The dispute in Securities and Exchange Commission v. Jarkesy turns on whether a hedge fund manager accused of defrauding investors is entitled to a jury trial to determine whether he violated federal securities law, or whether the government acted properly when it tried him before an official known as an “administrative law judge” (ALJ).
The charges against this hedge fund manager, George Jarkesy, are civil and not criminal, which matters because the Constitution treats civil trials very differently from criminal proceedings. While the Sixth Amendment provides that “in all criminal prosecutions” the defendant is entitled to a jury trial, the Seventh Amendment provides a more limited jury trial right, requiring them “in suits at common law” (more on what that means later).
If the question of whether Jarkesy is entitled to a jury trial arose in the absence of any precedent, then he’d have a reasonably strong case that he should prevail. But, as Sotomayor lays out in her dissent, nearly 170 years of precedent cut against Jarkesy’s position.
Congress, moreover, has enacted a wide range of laws on the presumption that many enforcement proceedings may be brought before administrative law judges and not juries. According to one somewhat dated review of federal law cited by Sotomayor, “by 1986, there were over 200” federal statutes calling for trials before ALJs.
Some of these laws, including the one allowing the SEC to bring enforcement actions against people like Jarkesy, give the government a choice. That is, they allow federal agencies to bring a proceeding either before an ALJ or before a federal district court that may conduct a jury trial. So the SEC, at least, has the option of retrying Jarkesy in a district court.
But, as Sotomayor warns, many federal agencies — including the “Occupational Safety and Health Review Commission, the Federal Energy Regulatory Commission, the Federal Mine Safety and Health Review Commission, the Department of Agriculture, and many others” — may only seek civil penalties in administrative proceedings. That means that a wide array of laws guaranteeing workplace safety and advancing other important federal goals could cease to function after Jarkesy.

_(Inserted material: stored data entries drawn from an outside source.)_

Issue #35175, opened 2026-03-30
Vulnerability scanner coding style failing check in content_manager


jotacarma90:
# Description 

For the  4.14.5 branch, the indexer-connector code needs formatting 

https://github.com/wazuh/wazuh/actions/runs/23259939720

## Error

- [clang_format_errors.txt](https://github.com/user-attachments/files/26347219/clang_format_errors.txt)

## DoD 

- [ ] Fix coding style for router implementation code 
- [ ] Vulnerability scanner ITs must pass.

PR #35180, opened 2026-03-30
Fix clang-format version resolution in CI

jotacarma90:
## Description
This PR simplifies the `clang-format` resolution in CI.

Main changes:
- try a single Wazuh-hosted package from `packages.wazuh.com/deps`
- if the download or extraction fails, warn and continue with the previous runner-package flow
- execute the resolved `clang-format` binary explicitly in the check step
- avoid adding version and URL inputs to the action interface

## Validation
- YAML parsed successfully after the change
- workflow not executed end-to-end

## Workflow
```
Attempting to download clang-format from https://packages.wazuh.com/utils/clang-format/clang-format.tar.gz
clang-format version 22.1.1 (https://github.com/llvm/llvm-project.git fef02d48c08db859ef83f84232ed78bd9d1c323a)
```

Other executions:
https://github.com/wazuh/wazuh/actions/runs/23861568520

Related to #35175

### DIFF
--- a/src/shared_modules/content_manager/src/actionOrchestrator.hpp
+++ b/src/shared_modules/content_manager/src/actionOrchestrator.hpp
@@ -99,9 +99,7 @@ public:
          *
          */
         UpdateData(const UpdateType type, const int offset, const std::string& fileHash)
-            : type(type)
-            , offset(offset)
-            , fileHash(fileHash) {};
+            : type(type), offset(offset), fileHash(fileHash) {};
     };
 
     /**
--- a/src/shared_modules/content_manager/src/components/APIDownloader.hpp
+++ b/src/shared_modules/content_manager/src/components/APIDownloader.hpp
@@ -102,10 +102,7 @@ public:
      *
      * @param urlRequest Object to perform the HTTP requests to an API.
      */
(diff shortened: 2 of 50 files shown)


.github/actions/clang_format/action.yml
```diff
@@ -13,17 +13,68 @@ inputs:
...
+
+          echo "USE_WAZUH_CLANG_FORMAT=false" >> "${GITHUB_ENV}"
+          echo "CLANG_FORMAT_BIN=clang-format" >> "${GITHUB_ENV}"
+
+          if [ "$(uname -s)" != "Linux" ] || { [ "$(uname -m)" != "x86_64" ] && [ "$(uname -m)" != "amd64" ]; }; then
+            echo "::warning::Wazuh clang-format package is only configured for Linux amd64. Falling back to runner package."
+            exit 0
+          fi
+
+          if [ -x "${TOOL_BIN}" ]; then
```
MiguelazoDS, line 34: Is this check intended for re-runs? because the file was not downloaded yet.

jotacarma90: This is because this action is called multiple times in some workflows, so the same one is reused.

The Jarkesy case, in other words, is an example of the Roberts Court at its most arrogant. Were the Court tasked with resolving the dispute on a blank slate, then there are entirely plausible arguments that Mr. Jarkesy should be entitled to a jury trial. But that ship sailed many years ago, and the federal government has operated for an exceedingly long time on the assumption that many disputes can be adjudicated by ALJs.
By upending this longstanding assumption, the Court may have just thrown huge swaths of the federal government — particularly enforcement by those agencies Sotomayor listed — into chaos. [Continue reading…]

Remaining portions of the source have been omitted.